Provenance research at the DSM: An old engine and its history in the NS era

In 1911 the Regensburg fulling and knitting factory owner Nathan Forchheimer ordered a single-cylinder four-stroke engine from MAN. The engine has been part of the collection of the German Maritime Museum / Leibniz Institute for Maritime History since 1976, but its origin was long unclear. Now, in the course of its provenance research, the museum has discovered that the engine was unlawfully confiscated from the former company owners during the Nazi era. The heirs were located through an elaborate process and their legal property is now being restituted. They will conclude a permanent loan agreement with the German Maritime Museum (DSM) so that the engine can continue to be exhibited.

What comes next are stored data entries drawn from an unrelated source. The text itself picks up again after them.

PR #8856, opened 2019-08-30
Fix Bootstrap password prompt

samshinde:
Bootstrap command was not prompting for the password when --connection-password option is not passed.

## Description
 
Bootstrap command was throwing error `ERROR: RuntimeError: password is a required option` when --connection-password option is not passed. The exception was not getting raised because of an incorrect method call.
- Done correct exception handling
- Fixed test case

## Types of changes

## Checklist:

### DIFF
--- a/lib/chef/knife/bootstrap.rb
+++ b/lib/chef/knife/bootstrap.rb
@@ -616,7 +616,7 @@ class Chef
 
       def connect!
         ui.info("Connecting to #{ui.color(server_name, :bold)}")
-        opts = connection_opts.dup
+        opts ||= connection_opts.dup
         do_connect(opts)
       rescue Train::Error => e
         # We handle these by message text only because train only loads the
@@ -638,8 +638,10 @@ class Chef
           EOM
           # FIXME: this should save the key to known_hosts but doesn't appear to be
           config[:ssh_verify_host_key] = :accept_new
-          do_connect(connection_opts(reset: true))
-        elsif ssh? && e.cause && e.cause.class == Net::SSH::AuthenticationFailed
+          conn_opts = connection_opts(reset: true)
+          opts.merge! conn_opts
+          retry
+        elsif (ssh? && e.cause && e.cause.class == Net::SSH::AuthenticationFailed) || (ssh? && e.class == Train::ClientError && e.reason == :no_ssh_password_or_key_available)
           if connection.password_auth?
             raise
           else
@@ -650,7 +652,23 @@ class Chef
           end
 
           opts.merge! force_ssh_password_opts(password)
-          do_connect(opts)
+          retry
+        else
+          raise
+        end
+      rescue RuntimeError => e
+        if winrm? && e.message == "password is a required option"
+          if connection.password_auth?
+            raise
+          else
+            ui.warn("Failed to authenticate #{opts[:user]} to #{server_name} - trying password auth")
+            password = ui.ask("Enter password for #{opts[:user]}@#{server_name}.") do |q|
+              q.echo = false
+            end
+          end
+
+          opts.merge! force_winrm_password_opts(password)
+          retry
         else
           raise
         end
@@ -1013,6 +1031,12 @@ class Chef
           keys_only: false,
           key_files: [],
           auth_methods: %i{password keyboard_interactive},
+        }
+      end
+
+      def force_winrm_password_opts(password)
+        {
+          password: password,
         }
       end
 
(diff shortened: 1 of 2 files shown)


lib/chef/knife/bootstrap.rb
```diff
@@ -614,9 +614,9 @@ def perform_bootstrap(remote_bootstrap_script_path)
         end
       end
 
-      def connect!
+      def connect!(opts = nil)
```
Nimesh-Msys: Any thoughts to [Keyword Arguments](https://thoughtbot.com/blog/ruby-2-keyword-arguments) ?

lib/chef/knife/bootstrap.rb
```diff
@@ -638,8 +638,10 @@ def connect!
           EOM
           # FIXME: this should save the key to known_hosts but doesn't appear to be
           config[:ssh_verify_host_key] = :accept_new
-          do_connect(connection_opts(reset: true))
-        elsif ssh? && e.cause && e.cause.class == Net::SSH::AuthenticationFailed
+          conn_opts = connection_opts(reset: true)
+          opts.merge! conn_opts
+          connect!(opts)
+        elsif ssh? && e.class == Train::ClientError && e.message == "Your SSH Agent has no keys added, and you have not specified a password or a key file"
```
Nimesh-Msys: Error check with string comparison could be risky. Also @ L#660, would you please confirm if this is really the last option.

lib/chef/knife/bootstrap.rb
```diff
@@ -650,7 +652,23 @@ def connect!
           end
 
           opts.merge! force_ssh_password_opts(password)
-          do_connect(opts)
+          connect!(opts)
+        else
+          raise
```
Nimesh-Msys: Best if we could have redefine [exceptions](https://github.com/chef/chef/blob/master/lib/chef/exceptions.rb) and can raise and catch them.

lib/chef/knife/bootstrap.rb
vsingh-msys: @Nimesh-Msys sure this might be an improvement area for https://github.com/inspec/train

lib/chef/knife/bootstrap.rb
lamont-granquist: that bit is actually fine, the code is just stating that it handles certain Train:Error's but not others.

lib/chef/knife/bootstrap.rb
```diff
@@ -638,8 +638,10 @@ def connect!
           EOM
           # FIXME: this should save the key to known_hosts but doesn't appear to be
           config[:ssh_verify_host_key] = :accept_new
-          do_connect(connection_opts(reset: true))
-        elsif ssh? && e.cause && e.cause.class == Net::SSH::AuthenticationFailed
+          conn_opts = connection_opts(reset: true)
+          opts.merge! conn_opts
```
marcparadise: Why the change to merge into old opts here?

lib/chef/knife/bootstrap.rb
```diff
@@ -638,8 +638,10 @@ def connect!
...
+          retry
+        elsif (ssh? && e.cause && e.cause.class == Net::SSH::AuthenticationFailed) || (ssh? && e.class == Train::ClientError && e.message == "Your SSH Agent has no keys added, and you have not specified a password or a key file")
```
marcparadise: This would work, but I'd prefer updating train [1] to populate the exception's `reason` field so that we don't have to worry about changes to text. This'll also keep moving train towards providing a consistent way to discover exception reasons.
 
[1] https://github.com/inspec/train/blob/master/lib/train/transports/ssh.rb#L106
to something like: 
```
        raise Train::ClientError.new(
            "Your SSH Agent has no keys added, and you have not specified a password or a key file",
            :no_ssh_password_or_key_available
        )
```

lib/chef/knife/bootstrap.rb
samshinde: Because if --connection-password is not passed and `Net::SSH::AuthenticationFailed` or `Train::ClientError` error is thrown then old opts will have the password.

lib/chef/knife/bootstrap.rb
samshinde: Updated comparison with `e.reason`. Added PR https://github.com/inspec/train/pull/517 for this change.

vsingh-msys:
@tas50 this PR is good to merge as inspec/train#517 is now in master. Also, need to pin train 3.1+
for the latest changes.
```
s.add_dependency "train-core", "~> 3.1" 
```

How did such an engine get into the DSM? According to a newspaper article in the Nordsee-Zeitung in 1976, it came into the possession of the museum after having previously served as an emergency generator on an estate. Before it was used as a museum object, it was overhauled by MAN so that it could be exhibited in full working order as an example of earlier forms of propulsion. The engine is also to be given a permanent place in the new permanent exhibition that DSM is currently designing. Further information on the engine can be found in the Lost Art Database (http://www.lostart.de/DE/Fund/5857499).

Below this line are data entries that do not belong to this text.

PR #8865, opened 2019-09-05
Chef 16: Remove the ability to write encrypted data bag V1 / V2 formats

tas50:
We can still read existing encrypted data bags, but we shouldn't write to the legacy formats anymore. There's just no reasons to continue to support these legacy formats. V3 was introduced in Chef 12 and became the default in Chef 13.


tas50:
We're going to have to move some of the specs to hard coded values for v1 / v2 instead of using the encryption classes to make the values first. Should be faster as well.

lamont-granquist:
looks like the thing that does the stuff.

PR #8872, opened 2019-09-10
Further cleanup on Application::Client and Solo and deprecate solo_legacy_mode UX

### LINKED ISSUE #6375: Chef-Solo loads configurations twice

### LINKED ISSUE #8138: Duplicate log lines when using a formatter
## Description
When running `chef-solo` with a custom formatter, every log line is printed twice. This seems similar to #7184.

## Chef Version
v14.8.12

## Platform Version
SunOS <hostname> 5.11 joyent_20180816T001857Z i86pc i386 i86pc Solaris

## Client Output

The starting point for the discovery of the unlawful possession was the question of what role the motor played in shipping and the knowledge that it came from Regensburg and was owned by Jewish people there. Dr. Kathrin Kleibl, provenance researcher at the DSM, thereupon went looking for further details and found out that the Forchheimer family, pushed by the Nazi regime, was forced to sell the company to the Rathgeber company far below its value and subsequently emigrated to the USA. All equipment of the predecessor company went to the Rathgeber company after the purchase contract and remained in the company, be it employees, machines or materials. This also applies to the engine examined by the museum. Kleibl set out in search of the descendants, which was made more difficult by the fact that they changed their names when they entered the USA.

The descendants of Forchheimer, who have now lived in the United States for several generations around Pennsylvania, Illinois and Florida, would like to see the engine preserved by the museum. They have agreed to give the engine to the DSM on a permanent loan on condition that it is accompanied by a note on its history. A plaque with a note on the original owners of the engine and a reappraisal of its history in the course of the persecution and emigration of the family will be placed next to it in the future.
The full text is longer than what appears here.